Create a data ingestion pipeline
To create a data ingestion pipeline, you can choose which Azure service to use.
Azure Synapse Analytics
A commonly used approach to create and run pipelines for data ingestion is using the data integration feature of Azure Synapse Analytics, also known as Azure Synapse Pipelines. With Azure Synapse Pipelines you can create and schedule data ingestion pipelines through the easy-to-use UI, or by defining the pipeline in JSON format.
When you create an Azure Synapse pipeline, you can easily copy data from one source to a data store by using one of the many standard connectors.
Tip
Learn more about the copy activity in Azure Synapse Analytics, and all supported data stores and formats.
To add a data transformation task to your pipeline, you can use a UI tool like mapping data flow or use a language like SQL, Python, or R.
Azure Synapse Analytics allows you to choose between different types of compute that can handle large data transformations at scale: serverless SQL pools, dedicated SQL pools, or Spark pools.
Tip
Learn more about how to perform data integration at scale with Azure Synapse Analytics.
Azure Databricks
Whenever you prefer a code-first tool and to use SQL, Python, or R to create your pipelines, you can also use Azure Databricks. Azure Databricks allows you to define your pipelines in a notebook, which you can schedule to run.
Azure Databricks uses Spark clusters, which distribute the compute to transform large amounts of data in less time than when you don’t use distributed compute.
Tip
Learn more about data engineering with Azure Databricks and how to prepare data for machine learning with Azure Databricks
Azure Machine Learning
Azure Machine Learning provides compute clusters, which automatically scale up and down when needed. You can create a pipeline with the Designer, or by creating a collection of scripts. Though Azure Machine Learning pipelines are commonly used to train machine learning models, you could also use it to extract, transform, and store the data in preparation for training a machine learning model.

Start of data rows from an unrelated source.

PR #4751, opened 2026-07-09
feat(conversion): preserve weights in toy model generator

yaoyu-33:
## What does this PR do?

Replaces the existing random-weight `examples/conversion/create_hf_toy_model.py` implementation with a streaming CLI that creates shallow Hugging Face checkpoints while preserving pretrained tensor bytes.

- accepts a local checkpoint directory or Hugging Face model ID
- keeps the first `N` transformer layers and updates layer-related config metadata
- supports unsharded and sharded safetensors checkpoints
- rewrites shard indexes and preserves index metadata
- copies tokenizer and other non-weight model metadata
- does not load checkpoint tensors into CPU or GPU memory
- rejects overlapping source/output directories before `--overwrite` can remove data

The module docstring and conversion README include Qwen3 usage and a Bridge round-trip command.

## Why?

Randomly initialized toy models do not exercise conversion with real pretrained weights. The replacement produces smaller checkpoints whose retained tensors are byte-for-byte identical to the source, making them suitable for checkpoint conversion, parity, and functional checks.

## Testing

- `uvx pre-commit run --all-files`
- `uvx --with huggingface-hub mypy --strict examples/conversion/create_hf_toy_model.py`
- manual source/output overlap guard checks for same, parent, and child paths
- EOS: truncated cached `Qwen/Qwen3-0.6B` from 28 to 4 layers (47 tensors, 714 MiB)
- all 47 retained tensors matched the source exactly
- Hugging Face CUDA forward passed with finite logits
- Megatron Bridge HF -> MCore -> HF round-trip matched all 47 weights and exported successfully
- final CLI output SHA256 matched the EOS-validated checkpoint: `e817676a6990bb8a25fc8d62fcf01ddb8c5b21b4e8c3948ab5d47d134d5a961f`


examples/conversion/truncate_hf_checkpoint.py
```diff
@@ -0,0 +1,303 @@
...
+#
+# Unless required by applicable law or agreed to in writing, software
+# distributed under the License is distributed on an "AS IS" BASIS,
+# WITHOUT WARRANTIES OR CONDITIONS OF ANY KIND, either express or implied.
+# See the License for the specific language governing permissions and
+# limitations under the License.
+
+"""Create a shallow Hugging Face checkpoint by retaining its first transformer layers.
+
+Unlike ``create_hf_toy_model.py``, this tool preserves weights from a pretrained
```
yaoyu-33: use this to replace create_hf_toy_model, give how to use in docstring.

examples/conversion/truncate_hf_checkpoint.py
```diff
@@ -0,0 +1,303 @@
+#!/usr/bin/env python3
```
yaoyu-33: no need unit test for example.

PR #4753, opened 2026-07-09
test(functional): migrate legacy perf recipe coverage

yaoyu-33:
Stacked on #4752 (and therefore #4742 / #4679).

## Summary
- replace the manually copied DeepSeek V3 FSDP performance configuration with a compact wrapper around the canonical flat GB300 FSDP recipe
- make performance config integration tests import `megatron.bridge.perf_recipes` directly instead of legacy `scripts/performance/configs` adapters
- separate no-checkpoint performance proxies from focused training feature tests in the shared test helpers
- reclassify the two Llama CUDA Graph cases as training feature coverage rather than performance recipe coverage
- preserve model-specific proxy modules and launchers

## DeepSeek FSDP compatibility proxy
Functional CI currently has a four-GPU GB200 runner for this test, while the canonical FSDP recipe targets GB300. The test now states that relationship explicitly: it uses the production GB300 recipe as the source of truth and only reduces layers, pipeline layout, and EP size for the GB200 topology.

## Validation in progress
- targeted Ruff lint and format checks pass
- changed launcher shell syntax checks pass
- canonical recipe symbols verified from their defining modules
- EOS H100 runtime validation is pending
- GB200 DeepSeek FSDP runtime and golden validation are delegated to PR CI

## Dependencies
Recipe-owned environment variables are intentionally not folded into this PR because #4682 is not merged. The existing launchers continue to provide the required environment until that dependency lands.


yaoyu-33:
H100 validation completed for follow-up commit `3745cf204`:

- Canonical performance recipe construction: **12 passed**.
- Qwen3 30B-A3B H100 FP8 current-scaling proxy: **8 GPUs, 10/10 training steps passed** on the indexed CI corpus; no OOM or NaN. The first step included kernel compilation (~90.7 s), then steady steps were ~0.1–0.6 s; final LM loss was ~0.696.
- Llama CUDA Graph feature tests: **2 passed** on 2 GPUs (local full-iteration graph and Transformer Engine attention graph), 10/10 steps each; no OOM or NaN.

Validation-driven fixes in this commit:

- broadcast rank 0's downloaded corpus path so every torchrun/pytest rank uses the same dataset index cache;
- use a train-only split for the no-eval real-data proxy;
- make the no-checkpoint helper actually disable checkpoint load/save/pretrained restore;
- align the FP8 assertion with the canonical `hybrid` + `tensorwise` current-scaling config;
- set `NCCL_GRAPH_REGISTER=0` in the CUDA Graph launcher when expandable segments are enabled.

PR #4776, opened 2026-07-10
[data] fix: isolate and unify Nemotron Omni collation

cuichenx:
# Summary

This PR has five goals:

1. **Fix cross-sample contamination and multimodal metadata handling.** `adjust_image_tokens` now adjusts each row and image independently using the correct `num_patches`, without flattening the batch or misaligning labels and loss masks. Nemotron Omni also distinguishes `num_frames` temporal grouping from `num_image_tiles` language-model replacement counts and preserves the tokenizer's real pad ID.
2. **Consolidate the Direct-HF and Energon data paths.** Both now use the same model-aware collator for tokenization, masking, image/video/audio processing, padding, and packing; the Energon task encoder only adapts source samples. Omni processors remain on this model-owned collator instead of selecting the generic text collator.
3. **Make the public model contract explicit.** Nemotron Omni supports only dynamic resolution, uses squared-ReLU projection and square-then-crop C-RADIO position embeddings, validates image/sound token and configuration IDs, and accepts only its model-owned `pixel_values` visual input.
4. **Support correct multimodal online in-batch packing.** Image-text and video/audio/text batches use THD boundaries computed after modality-token expansion, with row-major modality ownership, aggregate model-length guards, CP/SP alignment, fixed-width pipeline tails, and masked physical gaps that prevent cross-sample attention or supervision. Generic text packing retains its established emergent-width behavior.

Whenever you want to perform all tasks within the same tool, creating and scheduling an Azure Machine Learning pipeline to run with the on-demand compute cluster may best suit your needs.
However, Azure Synapse Analytics and Azure Databricks offer more scalable compute that allow for transformations to be distributed across compute nodes. Therefore, your data transformations may perform better when you execute them with either Azure Synapse Analytics or Azure Databricks instead of using Azure Machine Learning.